#### TASK DIRECTIONS
Stop at the line containing "Godot currently hardcodes": every line of the listing from the first up to that one must be set down exactly.

#### DATA SUPPLIED
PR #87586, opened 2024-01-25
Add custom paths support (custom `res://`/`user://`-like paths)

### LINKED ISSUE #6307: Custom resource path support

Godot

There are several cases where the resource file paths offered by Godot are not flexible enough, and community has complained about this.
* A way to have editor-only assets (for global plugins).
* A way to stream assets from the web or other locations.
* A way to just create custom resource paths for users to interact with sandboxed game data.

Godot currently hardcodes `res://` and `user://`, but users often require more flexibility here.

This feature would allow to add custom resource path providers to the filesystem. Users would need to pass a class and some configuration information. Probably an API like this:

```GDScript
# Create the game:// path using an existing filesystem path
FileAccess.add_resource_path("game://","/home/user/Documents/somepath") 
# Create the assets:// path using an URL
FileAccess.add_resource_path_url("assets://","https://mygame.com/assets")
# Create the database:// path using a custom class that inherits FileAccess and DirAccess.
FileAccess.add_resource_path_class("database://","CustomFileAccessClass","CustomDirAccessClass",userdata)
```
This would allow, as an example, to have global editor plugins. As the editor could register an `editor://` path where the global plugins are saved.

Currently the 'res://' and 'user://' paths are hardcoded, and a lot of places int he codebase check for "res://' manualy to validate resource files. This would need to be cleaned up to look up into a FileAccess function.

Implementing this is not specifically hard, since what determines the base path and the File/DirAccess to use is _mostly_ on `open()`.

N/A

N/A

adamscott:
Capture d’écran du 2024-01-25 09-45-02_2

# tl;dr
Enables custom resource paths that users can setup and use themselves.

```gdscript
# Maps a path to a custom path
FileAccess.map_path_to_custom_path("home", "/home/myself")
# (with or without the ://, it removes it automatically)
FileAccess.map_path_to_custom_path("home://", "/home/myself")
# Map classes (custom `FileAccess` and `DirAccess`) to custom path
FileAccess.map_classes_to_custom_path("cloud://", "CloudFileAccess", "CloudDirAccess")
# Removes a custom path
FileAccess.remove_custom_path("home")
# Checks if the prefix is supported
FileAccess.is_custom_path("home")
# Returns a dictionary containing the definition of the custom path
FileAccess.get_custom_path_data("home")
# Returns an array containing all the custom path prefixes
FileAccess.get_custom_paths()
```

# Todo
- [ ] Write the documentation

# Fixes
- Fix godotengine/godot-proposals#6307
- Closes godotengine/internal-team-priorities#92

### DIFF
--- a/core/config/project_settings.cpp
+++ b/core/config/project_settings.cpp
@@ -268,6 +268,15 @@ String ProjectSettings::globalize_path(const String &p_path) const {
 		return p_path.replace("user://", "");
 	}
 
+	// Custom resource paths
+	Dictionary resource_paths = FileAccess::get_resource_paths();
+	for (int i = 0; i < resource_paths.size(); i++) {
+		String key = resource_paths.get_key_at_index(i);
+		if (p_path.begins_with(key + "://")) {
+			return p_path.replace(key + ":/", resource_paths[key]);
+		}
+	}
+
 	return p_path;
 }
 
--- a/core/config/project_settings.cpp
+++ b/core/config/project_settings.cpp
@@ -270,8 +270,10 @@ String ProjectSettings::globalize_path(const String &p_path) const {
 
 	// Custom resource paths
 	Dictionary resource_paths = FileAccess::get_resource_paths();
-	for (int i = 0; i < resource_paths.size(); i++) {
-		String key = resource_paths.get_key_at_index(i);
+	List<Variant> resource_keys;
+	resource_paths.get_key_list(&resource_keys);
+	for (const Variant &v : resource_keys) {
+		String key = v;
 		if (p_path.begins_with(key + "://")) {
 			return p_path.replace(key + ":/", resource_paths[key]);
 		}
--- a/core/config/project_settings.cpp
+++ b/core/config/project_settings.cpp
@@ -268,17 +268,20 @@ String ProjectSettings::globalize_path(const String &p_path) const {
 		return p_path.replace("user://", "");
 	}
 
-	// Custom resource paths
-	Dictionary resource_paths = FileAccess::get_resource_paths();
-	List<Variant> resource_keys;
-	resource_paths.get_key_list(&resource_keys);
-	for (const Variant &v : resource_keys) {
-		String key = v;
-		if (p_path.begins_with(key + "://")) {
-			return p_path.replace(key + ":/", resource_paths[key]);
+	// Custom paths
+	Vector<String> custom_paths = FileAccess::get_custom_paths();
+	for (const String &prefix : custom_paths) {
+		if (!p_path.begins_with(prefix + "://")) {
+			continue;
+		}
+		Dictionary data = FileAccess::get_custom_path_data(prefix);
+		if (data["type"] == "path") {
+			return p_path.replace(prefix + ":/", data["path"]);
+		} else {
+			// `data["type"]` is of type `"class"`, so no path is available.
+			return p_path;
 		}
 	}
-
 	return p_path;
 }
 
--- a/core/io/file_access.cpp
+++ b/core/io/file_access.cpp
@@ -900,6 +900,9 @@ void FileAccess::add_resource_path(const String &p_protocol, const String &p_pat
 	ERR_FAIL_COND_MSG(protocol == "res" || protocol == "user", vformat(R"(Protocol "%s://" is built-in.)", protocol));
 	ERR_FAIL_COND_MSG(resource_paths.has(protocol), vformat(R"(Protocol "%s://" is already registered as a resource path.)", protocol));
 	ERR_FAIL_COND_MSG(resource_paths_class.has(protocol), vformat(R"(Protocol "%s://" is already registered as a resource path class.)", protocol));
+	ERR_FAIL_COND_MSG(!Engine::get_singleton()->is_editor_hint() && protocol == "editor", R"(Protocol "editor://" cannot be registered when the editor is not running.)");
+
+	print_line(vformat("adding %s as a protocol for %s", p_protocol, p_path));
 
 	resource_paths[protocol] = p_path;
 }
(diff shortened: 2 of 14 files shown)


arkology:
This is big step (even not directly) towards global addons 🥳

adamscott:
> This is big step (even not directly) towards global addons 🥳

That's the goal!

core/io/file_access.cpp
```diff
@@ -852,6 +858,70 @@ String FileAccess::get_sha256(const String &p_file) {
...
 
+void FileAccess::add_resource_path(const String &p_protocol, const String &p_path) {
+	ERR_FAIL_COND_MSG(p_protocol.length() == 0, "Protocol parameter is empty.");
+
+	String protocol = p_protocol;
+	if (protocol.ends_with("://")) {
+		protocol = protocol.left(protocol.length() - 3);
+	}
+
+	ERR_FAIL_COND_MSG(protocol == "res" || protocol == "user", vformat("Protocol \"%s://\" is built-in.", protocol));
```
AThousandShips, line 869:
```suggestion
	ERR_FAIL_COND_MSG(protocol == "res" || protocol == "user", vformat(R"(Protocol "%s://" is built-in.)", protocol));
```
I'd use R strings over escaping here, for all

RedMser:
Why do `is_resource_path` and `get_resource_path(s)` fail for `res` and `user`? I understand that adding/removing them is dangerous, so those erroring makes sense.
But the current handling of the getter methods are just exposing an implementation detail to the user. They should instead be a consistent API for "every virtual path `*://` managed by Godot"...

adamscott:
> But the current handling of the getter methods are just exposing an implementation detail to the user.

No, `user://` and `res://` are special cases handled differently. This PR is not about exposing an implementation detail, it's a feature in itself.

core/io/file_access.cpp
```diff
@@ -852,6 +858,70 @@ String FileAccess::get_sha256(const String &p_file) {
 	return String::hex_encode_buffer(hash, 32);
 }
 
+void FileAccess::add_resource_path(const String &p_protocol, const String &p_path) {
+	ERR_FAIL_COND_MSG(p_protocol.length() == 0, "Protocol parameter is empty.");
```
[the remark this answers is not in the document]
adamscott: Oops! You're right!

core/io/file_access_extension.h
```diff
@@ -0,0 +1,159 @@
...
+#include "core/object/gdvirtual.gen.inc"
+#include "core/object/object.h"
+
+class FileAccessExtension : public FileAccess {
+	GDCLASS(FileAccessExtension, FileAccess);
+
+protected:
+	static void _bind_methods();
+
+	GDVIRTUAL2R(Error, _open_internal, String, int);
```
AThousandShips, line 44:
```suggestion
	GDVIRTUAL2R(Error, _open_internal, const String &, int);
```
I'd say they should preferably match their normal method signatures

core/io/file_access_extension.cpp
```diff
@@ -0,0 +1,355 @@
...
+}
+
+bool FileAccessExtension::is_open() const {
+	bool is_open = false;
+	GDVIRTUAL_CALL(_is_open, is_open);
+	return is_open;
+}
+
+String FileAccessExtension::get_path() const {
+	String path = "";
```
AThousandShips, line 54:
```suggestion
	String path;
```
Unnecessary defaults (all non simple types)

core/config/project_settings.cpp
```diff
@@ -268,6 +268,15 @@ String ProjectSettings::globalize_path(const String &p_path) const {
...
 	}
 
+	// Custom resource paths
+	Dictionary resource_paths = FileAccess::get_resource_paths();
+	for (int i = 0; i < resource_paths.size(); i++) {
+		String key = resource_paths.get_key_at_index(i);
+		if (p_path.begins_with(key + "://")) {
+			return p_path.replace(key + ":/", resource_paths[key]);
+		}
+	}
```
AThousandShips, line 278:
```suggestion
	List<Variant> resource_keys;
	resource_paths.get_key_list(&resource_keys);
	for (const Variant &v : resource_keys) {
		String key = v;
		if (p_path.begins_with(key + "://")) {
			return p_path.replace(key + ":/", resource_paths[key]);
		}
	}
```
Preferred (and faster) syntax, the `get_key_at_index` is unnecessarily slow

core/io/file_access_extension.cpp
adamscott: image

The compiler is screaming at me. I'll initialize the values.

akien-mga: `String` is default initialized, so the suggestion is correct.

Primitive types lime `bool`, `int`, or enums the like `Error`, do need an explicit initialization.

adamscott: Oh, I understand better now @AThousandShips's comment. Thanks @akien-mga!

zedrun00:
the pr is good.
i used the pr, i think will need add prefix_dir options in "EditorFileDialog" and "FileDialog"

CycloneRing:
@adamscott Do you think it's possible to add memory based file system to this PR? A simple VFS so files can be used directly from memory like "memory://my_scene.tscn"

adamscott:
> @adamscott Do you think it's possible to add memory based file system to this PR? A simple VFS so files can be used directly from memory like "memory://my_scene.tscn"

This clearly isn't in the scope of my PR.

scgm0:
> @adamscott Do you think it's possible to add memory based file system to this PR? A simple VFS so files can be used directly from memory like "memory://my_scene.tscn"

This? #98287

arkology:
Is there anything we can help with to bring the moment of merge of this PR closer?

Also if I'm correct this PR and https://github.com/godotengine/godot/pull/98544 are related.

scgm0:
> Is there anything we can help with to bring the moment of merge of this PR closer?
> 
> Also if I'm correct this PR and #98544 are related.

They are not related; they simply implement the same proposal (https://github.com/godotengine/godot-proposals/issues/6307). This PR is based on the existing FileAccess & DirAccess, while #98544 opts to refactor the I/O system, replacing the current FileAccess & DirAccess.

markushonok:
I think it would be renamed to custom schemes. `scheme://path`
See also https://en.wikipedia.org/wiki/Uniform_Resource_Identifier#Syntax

#### WRITTEN RESPONSE
PR #87586, opened 2024-01-25
Add custom paths support (custom `res://`/`user://`-like paths)

### LINKED ISSUE #6307: Custom resource path support

Godot

There are several cases where the resource file paths offered by Godot are not flexible enough, and community has complained about this.
* A way to have editor-only assets (for global plugins).
* A way to stream assets from the web or other locations.
* A way to just create custom resource paths for users to interact with sandboxed game data.

Godot currently hardcodes `res://` and `user://`, but users often require more flexibility here.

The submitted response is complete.